• **Data section**:
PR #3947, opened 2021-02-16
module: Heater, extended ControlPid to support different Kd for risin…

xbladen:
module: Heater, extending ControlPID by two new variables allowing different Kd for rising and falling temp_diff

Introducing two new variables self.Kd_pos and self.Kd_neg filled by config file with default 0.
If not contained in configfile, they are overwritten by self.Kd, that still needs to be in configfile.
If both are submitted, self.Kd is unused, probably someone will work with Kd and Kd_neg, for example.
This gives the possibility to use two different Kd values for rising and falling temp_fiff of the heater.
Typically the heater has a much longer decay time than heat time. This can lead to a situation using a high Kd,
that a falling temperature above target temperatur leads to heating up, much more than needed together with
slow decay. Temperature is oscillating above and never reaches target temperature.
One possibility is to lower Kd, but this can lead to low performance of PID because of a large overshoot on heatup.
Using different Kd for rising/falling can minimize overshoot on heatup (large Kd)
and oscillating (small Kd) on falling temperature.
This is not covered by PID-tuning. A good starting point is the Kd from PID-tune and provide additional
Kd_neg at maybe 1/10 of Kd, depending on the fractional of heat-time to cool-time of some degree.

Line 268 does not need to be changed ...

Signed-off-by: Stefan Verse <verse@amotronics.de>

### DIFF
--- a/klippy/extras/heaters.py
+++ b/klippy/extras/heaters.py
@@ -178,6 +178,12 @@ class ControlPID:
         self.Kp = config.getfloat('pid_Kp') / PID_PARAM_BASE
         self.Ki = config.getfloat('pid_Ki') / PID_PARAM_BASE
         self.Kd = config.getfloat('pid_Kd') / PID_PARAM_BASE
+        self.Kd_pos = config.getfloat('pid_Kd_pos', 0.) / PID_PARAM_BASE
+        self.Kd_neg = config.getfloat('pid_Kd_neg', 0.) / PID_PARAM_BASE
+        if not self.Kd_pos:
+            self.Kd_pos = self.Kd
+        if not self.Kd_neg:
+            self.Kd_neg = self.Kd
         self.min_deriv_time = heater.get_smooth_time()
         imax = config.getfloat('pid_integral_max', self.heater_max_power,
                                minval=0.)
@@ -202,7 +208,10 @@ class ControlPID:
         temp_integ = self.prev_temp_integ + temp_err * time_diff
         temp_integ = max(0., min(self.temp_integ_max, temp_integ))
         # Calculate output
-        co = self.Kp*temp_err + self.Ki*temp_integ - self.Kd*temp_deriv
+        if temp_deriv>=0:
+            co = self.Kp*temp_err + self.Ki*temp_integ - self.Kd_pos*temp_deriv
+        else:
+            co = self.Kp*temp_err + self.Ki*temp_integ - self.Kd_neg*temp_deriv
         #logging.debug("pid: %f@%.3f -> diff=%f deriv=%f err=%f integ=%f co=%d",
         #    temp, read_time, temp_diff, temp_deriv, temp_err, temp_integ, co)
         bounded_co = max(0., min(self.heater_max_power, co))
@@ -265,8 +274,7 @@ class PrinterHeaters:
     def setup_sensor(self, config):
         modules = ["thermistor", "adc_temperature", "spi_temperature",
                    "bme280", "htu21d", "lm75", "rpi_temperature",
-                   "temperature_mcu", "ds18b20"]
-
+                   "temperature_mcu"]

...

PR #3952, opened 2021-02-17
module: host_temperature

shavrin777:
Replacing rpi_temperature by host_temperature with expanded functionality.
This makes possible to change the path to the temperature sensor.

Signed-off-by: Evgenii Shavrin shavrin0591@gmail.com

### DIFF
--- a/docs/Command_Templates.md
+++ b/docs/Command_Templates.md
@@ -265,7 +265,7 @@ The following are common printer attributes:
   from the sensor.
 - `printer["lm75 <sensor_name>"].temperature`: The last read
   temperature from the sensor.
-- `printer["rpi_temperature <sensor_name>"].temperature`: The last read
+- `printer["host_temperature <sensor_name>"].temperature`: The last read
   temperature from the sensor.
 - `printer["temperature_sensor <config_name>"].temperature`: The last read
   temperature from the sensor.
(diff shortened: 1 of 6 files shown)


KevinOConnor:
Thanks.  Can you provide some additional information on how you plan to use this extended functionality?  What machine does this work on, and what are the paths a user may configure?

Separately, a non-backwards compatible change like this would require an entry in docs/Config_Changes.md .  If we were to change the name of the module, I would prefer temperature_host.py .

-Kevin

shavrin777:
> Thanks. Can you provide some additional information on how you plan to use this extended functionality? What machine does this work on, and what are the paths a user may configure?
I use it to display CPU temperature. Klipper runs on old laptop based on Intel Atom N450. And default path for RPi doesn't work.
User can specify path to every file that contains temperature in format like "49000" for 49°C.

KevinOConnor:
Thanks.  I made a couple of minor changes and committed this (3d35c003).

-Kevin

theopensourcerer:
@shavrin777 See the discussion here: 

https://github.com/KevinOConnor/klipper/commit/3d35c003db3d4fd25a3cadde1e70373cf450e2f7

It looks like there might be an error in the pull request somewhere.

• **Problem details**: Write out, from the lines above, only those from the line with "PR #3947, opened 2021-02-16" to the line with "module: Heater, extending", exactly as given, including the first and the last.

• **Written answer**:
PR #3947, opened 2021-02-16
module: Heater, extended ControlPid to support different Kd for risin…

xbladen:
module: Heater, extending ControlPID by two new variables allowing different Kd for rising and falling temp_diff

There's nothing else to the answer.